▶ Your assignment
Across these entries, report how many lines include the string "opened", with nothing but the number.

# # #

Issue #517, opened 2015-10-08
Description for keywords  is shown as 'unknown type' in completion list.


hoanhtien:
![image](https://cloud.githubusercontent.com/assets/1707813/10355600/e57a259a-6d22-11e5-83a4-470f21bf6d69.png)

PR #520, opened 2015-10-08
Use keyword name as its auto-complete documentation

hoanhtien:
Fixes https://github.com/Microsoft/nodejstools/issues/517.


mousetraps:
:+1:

# # #

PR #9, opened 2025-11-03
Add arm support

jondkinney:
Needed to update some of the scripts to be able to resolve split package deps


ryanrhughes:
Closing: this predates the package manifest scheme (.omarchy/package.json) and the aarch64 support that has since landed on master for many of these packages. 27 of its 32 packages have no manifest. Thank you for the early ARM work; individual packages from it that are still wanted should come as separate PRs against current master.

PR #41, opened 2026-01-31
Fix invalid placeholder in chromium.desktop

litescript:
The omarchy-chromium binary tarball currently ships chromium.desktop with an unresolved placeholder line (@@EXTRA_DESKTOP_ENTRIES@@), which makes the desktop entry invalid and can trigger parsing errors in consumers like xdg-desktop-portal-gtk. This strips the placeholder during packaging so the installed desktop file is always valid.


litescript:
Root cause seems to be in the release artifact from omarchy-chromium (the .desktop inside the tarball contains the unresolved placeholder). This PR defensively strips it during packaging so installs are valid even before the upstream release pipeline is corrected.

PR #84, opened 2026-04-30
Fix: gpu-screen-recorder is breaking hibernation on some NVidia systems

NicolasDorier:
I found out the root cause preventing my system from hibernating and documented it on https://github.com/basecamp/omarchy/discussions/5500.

# # #

▶ Result of the exercise
5